[Supplied records]
PR #298, opened 2018-03-14
Fix errors with out of date comma cops

NickLaMuro:
This prevents rubocop from running properly.

Error in question:

```
Error: The `Style/TrailingCommaInLiteral` cop no longer exists. Please use `Style/TrailingCommaInArrayLiteral` and/or `Style/TrailingCommaInHashLiteral` instead.
(obsolete configuration found in .rubocop-https---raw-githubusercontent-com-ManageIQ-guides-master--rubocop-base-yml, please update it)
```

Updated to use both cops to retain the same functionality.

Links
-----

* Changed in `rubocop` here:  https://github.com/bbatsov/rubocop/pull/5307
* Original `rubocop` rational:  https://github.com/bbatsov/rubocop/issues/3394

PR #303, opened 2018-04-23
Updates Rubocop rules to add compatibility with versions 0.53.0+

saulotoledo:
At [version`0.53.0`](https://github.com/bbatsov/rubocop/blob/3c3e315b84df45845440a25cbd71a5b99214b21d/CHANGELOG.md#0530-2018-03-05), the `TrailingCommaInLiteral` rule at Rubocop has been split into`TrailingCommaInHashLiteral` and `TrailingCommaInArrayLiteral` and no longer exists. The current version definition for Rubocop allow us to use the version `0.52.1` or superior, but it is not possible to have both versions by having that options in your `rubocop.yml` file.

Thus, we have to choose between using a version lower than `0.53.0` or using a superior version and update our rules. The current suggestion updates the rules list in order to have compatibility with `0.53.0+`.

This problem can be seen at https://github.com/ManageIQ/manageiq-ui-classic/ project, that uses the Gemfile in the core project in its build process.

Depends on:
- https://github.com/ManageIQ/manageiq/pull/17327

### DIFF
--- a/.rubocop_base.yml
+++ b/.rubocop_base.yml
@@ -233,7 +233,9 @@ Style/StringLiteralsInInterpolation:
   Enabled: false
 Style/TrailingCommaInArguments:
   Enabled: false
-Style/TrailingCommaInLiteral:
+Style/TrailingCommaInArrayLiteral:
+  Enabled: false
+Style/TrailingCommaInHashLiteral:
   Enabled: false
 Style/TrailingUnderscoreVariable:
   Enabled: false


saulotoledo:
@miq-bot assign @bdunne

saulotoledo:
@miq-bot add_reviewer @bdunne

djberg96:
:+1:

himdel:
@saulotoledo The problem in ui-classic you're referencing is likely a Scrutinizer issue.

Scrutinizer is supposed to respect the rubocop version in the gemfile, but currently doesn't. (@skateman opened a bug but it doesn't seem publicly visible.)

djberg96:
@himdel is there a way to support both?

himdel:
@djberg96 Not if we want miq-bot to work :)

saulotoledo:
@himdel @djberg96 Yes, this is not supported in `0.52.1`, so I updated the version at https://github.com/ManageIQ/manageiq/pull/17327 
I also agree with @himdel that we cannot support both, unless we remove those rules, and don't think that this is a good idea.

@bdunne, the linked PR is https://github.com/ManageIQ/manageiq/pull/17327 . It should be approved with this one. I added the version `0.53.0` because is the smaller version number that supports these rules, but I can upgrade that if you want.

@himdel Yes, I started updating these rules and the version because of the problem at Scrutinizee. After some investigation I agree that this is a problem at Scrutinizer, as you said (@skateman, do you have a link for that bug?), but I think we can solve in our side by just upgrading the version and the rules. https://github.com/ManageIQ/manageiq/pull/17327 contais the version upgrade.

bdunne:
@saulotoledo Every repo that uses rubocop in the ManageIQ org needs to be updated at the same time.  And the changes need to be backported too.

saulotoledo:
@bdunne Sorry, I missed the other repositories. Below is a detailed list with all projects using these configurations here, but that have their own Gemfiles. I can create the PRs in the other repositories if you want. Just let me know if you and @Fryguy agree and I will start creating the PRs.

**Updated PRs:**

- https://github.com/ManageIQ/manageiq/pull/17327
- https://github.com/ManageIQ/miq_bot/pull/423

**The following projects should be updated (I will create the PRs if you agree):**

- https://github.com/ManageIQ/pg-pglogical
- https://github.com/ManageIQ/vmware_web_service

**The following projects do not have the Rubocop version at Gemfile/gemspec:**

- https://github.com/ManageIQ/linux_admin
- https://github.com/ManageIQ/manageiq-appliance_console
- https://github.com/ManageIQ/manageiq-postgres_ha_admin
- https://github.com/ManageIQ/manageiq-schema
- https://github.com/ManageIQ/manageiq-smartstate

**The following projets to not have Rubocop in the Gemfile/gemspec:**

- https://github.com/ManageIQ/activerecord-id_regions
- https://github.com/ManageIQ/amazon_ssa_support
- https://github.com/ManageIQ/awesome_spawn
- https://github.com/ManageIQ/azure-armrest
- https://github.com/ManageIQ/log_decorator
- https://github.com/ManageIQ/manageiq-appliance
- https://github.com/ManageIQ/manageiq-gems-pending
- https://github.com/ManageIQ/manageiq-messaging
- https://github.com/ManageIQ/manageiq-network_discovery
- https://github.com/ManageIQ/more_core_extensions
- https://github.com/ManageIQ/ovirt

**The following projects do not have a Gemfile:**
https://github.com/ManageIQ/manageiq-appliance-build

Also, this PR is a duplicate of https://github.com/ManageIQ/guides/pull/298 . Should we move the discussion to there? Or keep them here?

saulotoledo:
@bdunne @himdel @djberg96 Should we continue working here?

skateman:
Well, this might solve our problems with CodeClimate and Scrutinizer...so would be nice to get these in. cc @martinpovolny

saulotoledo:
@skateman, @martinpovolny Just let me know and I start working on the listed repositories.

martinpovolny:
I don't have the rights to do anythig with the PRs above. The one who can do the most here is @Fryguy .

saulotoledo:
@martinpovolny @bdunne This PR is no longer necessary due to https://github.com/ManageIQ/guides/pull/351/.

I had similar fixes on several other PRs in this list that were automatically closed by @miq-bot due to waiting for more than 6 months. I can update and reopen them all. Let me know if you are still interested.

Fryguy:
Thanks for the updates @saulotoledo !

saulotoledo:
@Fryguy , should I reopen the other PRs (and update the version to match the same on #351 )?

Fryguy:
@saulotoledo So, here's the general way I think it should work, IMO.  The goal is to minimize having to update dozens of repos whenever we make a change on the bot

- ManageIQ/manageiq **should** reference rubocop in the Gemfile with the exact version (and also rubocop-performance now)
- Any plugin repo (e.g. manageiq-ui that uses ManageIQ/manageiq as a spec/manageiq reference **should not** reference rubocop in their gemspec nor Gemfile.  This is because it will be pulled in automatically via the spec/manageiq reference.
- Any non-plugin repo (like standalone gems) **should** have a development reference in their gemspec to rubocop and rubocop-performance, **but should not** specify a version.  Otherwise it's going to be a pain every time we have to bump core.  For most of these gems, being a little off should be ok.
- All repos should have a copy of the same .rubocop.* files and changes to the .codeclimate.yml file - here are the templates:
  - https://github.com/ManageIQ/manageiq/blob/master/lib/generators/manageiq/plugin/templates/.rubocop.yml
  - https://github.com/ManageIQ/manageiq/blob/master/lib/generators/manageiq/plugin/templates/.rubocop_cc.yml
  - https://github.com/ManageIQ/manageiq/blob/master/lib/generators/manageiq/plugin/templates/.rubocop_local.yml  (this file may have local changes, and that's ok...if the file doesn't exist though, it should be created and blank).
  - https://github.com/ManageIQ/manageiq/blob/master/lib/generators/manageiq/plugin/templates/.gitignore#L1
  - https://github.com/ManageIQ/manageiq/blob/master/lib/generators/manageiq/plugin/templates/.codeclimate.yml#L3-L8 and https://github.com/ManageIQ/manageiq/blob/master/lib/generators/manageiq/plugin/templates/.codeclimate.yml#L27-L30
- https://github.com/ManageIQ/manageiq-appliance-build is just weird and we should open an issue there to fix the Gemfile location as well as other oddities.  For now, just leave it as is.

I think that should cover all of the repos you mentioned.  So, *some* of your PRs may need to be reopened or tweaked, but if we can align with this, I think in the future it will be a lot easier to update the bot more frequently.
[/Supplied records]
> [Work to be completed]: Every line holding the word "them" should be copied out of the records above.

> [Problem solution]:
Also, this PR is a duplicate of https://github.com/ManageIQ/guides/pull/298 . Should we move the discussion to there? Or keep them here?
I had similar fixes on several other PRs in this list that were automatically closed by @miq-bot due to waiting for more than 6 months. I can update and reopen them all. Let me know if you are still interested.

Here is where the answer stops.